→ Exercise directions: Copy every record below exactly as it appears.

[Recorded data]
--------
PR #2767, opened 2026-08-20
chore(marketing): consolidate the stray pages, and give /careers a real one

0xkkonrad:
Cleans up the stray marketing pages on peanut.me, found in a routing + copy audit of `origin/dev`. Six commits, each independently reviewable.

Two items from that audit are deliberately **not** here, per Konrad: the public `/dev/*` pages (filed as a Notion task for Jota instead) and the `/pricing` fee wording.

## What changes

**`/careers` becomes a real page.** It was a 30-word interstitial — a mascot, one sentence, a link out to Notion. No `<h1>`, no footer, no Crisp, and metadata still selling "Instant Global P2P Payments". The footer's Jobs link bypassed it entirely for a *second* URL pointing at the same Notion page. It now has its own content (what Peanut is, how the work works, open roles), sourced from `content/press/en.md` so nothing is invented, and Notion is reached only by **Apply on Notion**. The footer now links `/careers`.

**`/shhhhh` drops the card reward claims.** The Rain resubmission note records the "$10 after $100 card spend" activation reward and the "$10 / $10 referral" as *removed everywhere they appeared*. Both were still live in all four locales — and the same claim was live in the app home carousel. Also moves the "where can I get the card?" answer from issuance framing to acceptance framing, per the rule that public card copy describes acceptance only. Peanut's general referral share is untouched; the ruling keeps it, because it isn't tied to the card.

**Four routes retired**, all permanent redirects:

| Route | → | Why |
|---|---|---|
| `/lp/card` | `/shhhhh` | Dead behind `disableCardPioneers`: 200 with full metadata, zero body copy, sitemap priority 0.9 |
| `/exchange` | `/` | Renders the same `NoFees` component already on the homepage; ships an empty client shell |
| `/:locale/blog` | `/:locale/content` | Byte-identical to `/content` with `fixedType="blog"`. Index only — all 21 posts survive |
| `/:locale/team` | `/:locale/press` | `/press` already renders the same two members from the same source, with real photos |

**The content hub is crawlable again.** `/en/content` and `/en/blog` emitted **zero** article links in server HTML while the sitemap listed 21 posts — `ContentLanding` is a client component read through nuqs, so Next prerenders the Suspense fallback, and the fallback was a pulsing skeleton. The list rendering is now an exported `ContentLinkList` that touches no URL state, and the fallback renders it.

**Plus:** `/en/stories/index` (a live duplicate of its own hub, linked from that hub) is gone; `/press` section headings are localized; three client routes stop declaring the homepage as their canonical; the root title and description drop the protocol-era framing; `@PeanutProtocol` → `@joinpeanut` in all six places; and the five card legal pages join the sitemap.

**Ragdoll.** It had no `prefers-reduced-motion` handling at all — it now follows `confetti.ts` and degrades to a single settled frame rather than vanishing. Two new homes, both non-scrolling panes with a definite height: `/maintenance` (whose copy was the worst voice on the site) and the waitlist jail pane, gated on `step === 'jail'` so plain `/invite` doesn't get a draggable toy beside its CTA.

## One real bug fixed on the way

The `(mobile-ui)` layout registers pull-to-refresh on `document` before the waitlist early-return, and its `#scrollable-content` guard is absent on that screen, so the callback fell through to `true`. Dragging the peanut down ~160px would have fired `window.location.reload()` and wiped the user's typed invite code. The ragdoll host now swallows `touchstart` — a native listener, because React hydrates on `document` and a synthetic `stopPropagation` wouldn't stop a same-target sibling.

## Verification

- `npx jest` — **261 suites, 3344 tests, 0 failures**
- `npx tsc --noEmit` — **0 errors**
- `npx eslint` on all 37 changed TS/TSX files — 0 errors; `prettier --check` clean
- `verify-content.ts` — Pass 11 green, all 1165 expected URLs have routes
- `generateSitemap()` executed: 742 URLs, 21 blog posts intact, 0 blog-index, 5 card-legal, `/careers` still present
- Redirects checked statically: no duplicate sources, every source route removed, every destination resolves. The two pre-existing `/:path*` catch-alls are host-scoped to `docs.peanut.*` and can't shadow these
- `ContentLinkList` proven to server-render real anchors (`/en/blog/rewards`, `/en/stories/lynn`) with the `| Peanut` suffix stripped

**Not verified locally:** `next build` could not complete — earlyoom SIGTERMs the build worker at ~2.7 GB on this box, with zero compile or type errors in the log before the kill. CI is the real gate for the build. Runtime redirect behaviour also can't be exercised locally: [next.config.js:363](https://github.com/peanutprotocol/peanut-ui/blob/dev/next.config.js#L363) deliberately applies `redirects.json` only outside development.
--------
→ Solution to this task:
PR #2767, opened 2026-08-20
chore(marketing): consolidate the stray pages, and give /careers a real one

0xkkonrad:
Cleans up the stray marketing pages on peanut.me, found in a routing + copy audit of `origin/dev`. Six commits, each independently reviewable.

Two items from that audit are deliberately **not** here, per Konrad: the public `/dev/*` pages (filed as a Notion task for Jota instead) and the `/pricing` fee wording.

## What changes

**`/careers` becomes a real page.** It was a 30-word interstitial — a mascot, one sentence, a link out to Notion. No `<h1>`, no footer, no Crisp, and metadata still selling "Instant Global P2P Payments". The footer's Jobs link bypassed it entirely for a *second* URL pointing at the same Notion page. It now has its own content (what Peanut is, how the work works, open roles), sourced from `content/press/en.md` so nothing is invented, and Notion is reached only by **Apply on Notion**. The footer now links `/careers`.

**`/shhhhh` drops the card reward claims.** The Rain resubmission note records the "$10 after $100 card spend" activation reward and the "$10 / $10 referral" as *removed everywhere they appeared*. Both were still live in all four locales — and the same claim was live in the app home carousel. Also moves the "where can I get the card?" answer from issuance framing to acceptance framing, per the rule that public card copy describes acceptance only. Peanut's general referral share is untouched; the ruling keeps it, because it isn't tied to the card.

**Four routes retired**, all permanent redirects:

| Route | → | Why |
|---|---|---|
| `/lp/card` | `/shhhhh` | Dead behind `disableCardPioneers`: 200 with full metadata, zero body copy, sitemap priority 0.9 |
| `/exchange` | `/` | Renders the same `NoFees` component already on the homepage; ships an empty client shell |
| `/:locale/blog` | `/:locale/content` | Byte-identical to `/content` with `fixedType="blog"`. Index only — all 21 posts survive |
| `/:locale/team` | `/:locale/press` | `/press` already renders the same two members from the same source, with real photos |

**The content hub is crawlable again.** `/en/content` and `/en/blog` emitted **zero** article links in server HTML while the sitemap listed 21 posts — `ContentLanding` is a client component read through nuqs, so Next prerenders the Suspense fallback, and the fallback was a pulsing skeleton. The list rendering is now an exported `ContentLinkList` that touches no URL state, and the fallback renders it.

**Plus:** `/en/stories/index` (a live duplicate of its own hub, linked from that hub) is gone; `/press` section headings are localized; three client routes stop declaring the homepage as their canonical; the root title and description drop the protocol-era framing; `@PeanutProtocol` → `@joinpeanut` in all six places; and the five card legal pages join the sitemap.

**Ragdoll.** It had no `prefers-reduced-motion` handling at all — it now follows `confetti.ts` and degrades to a single settled frame rather than vanishing. Two new homes, both non-scrolling panes with a definite height: `/maintenance` (whose copy was the worst voice on the site) and the waitlist jail pane, gated on `step === 'jail'` so plain `/invite` doesn't get a draggable toy beside its CTA.

## One real bug fixed on the way

The `(mobile-ui)` layout registers pull-to-refresh on `document` before the waitlist early-return, and its `#scrollable-content` guard is absent on that screen, so the callback fell through to `true`. Dragging the peanut down ~160px would have fired `window.location.reload()` and wiped the user's typed invite code. The ragdoll host now swallows `touchstart` — a native listener, because React hydrates on `document` and a synthetic `stopPropagation` wouldn't stop a same-target sibling.

## Verification

- `npx jest` — **261 suites, 3344 tests, 0 failures**
- `npx tsc --noEmit` — **0 errors**
- `npx eslint` on all 37 changed TS/TSX files — 0 errors; `prettier --check` clean
- `verify-content.ts` — Pass 11 green, all 1165 expected URLs have routes
- `generateSitemap()` executed: 742 URLs, 21 blog posts intact, 0 blog-index, 5 card-legal, `/careers` still present
- Redirects checked statically: no duplicate sources, every source route removed, every destination resolves. The two pre-existing `/:path*` catch-alls are host-scoped to `docs.peanut.*` and can't shadow these
- `ContentLinkList` proven to server-render real anchors (`/en/blog/rewards`, `/en/stories/lynn`) with the `| Peanut` suffix stripped

**Not verified locally:** `next build` could not complete — earlyoom SIGTERMs the build worker at ~2.7 GB on this box, with zero compile or type errors in the log before the kill. CI is the real gate for the build. Runtime redirect behaviour also can't be exercised locally: [next.config.js:363](https://github.com/peanutprotocol/peanut-ui/blob/dev/next.config.js#L363) deliberately applies `redirects.json` only outside development.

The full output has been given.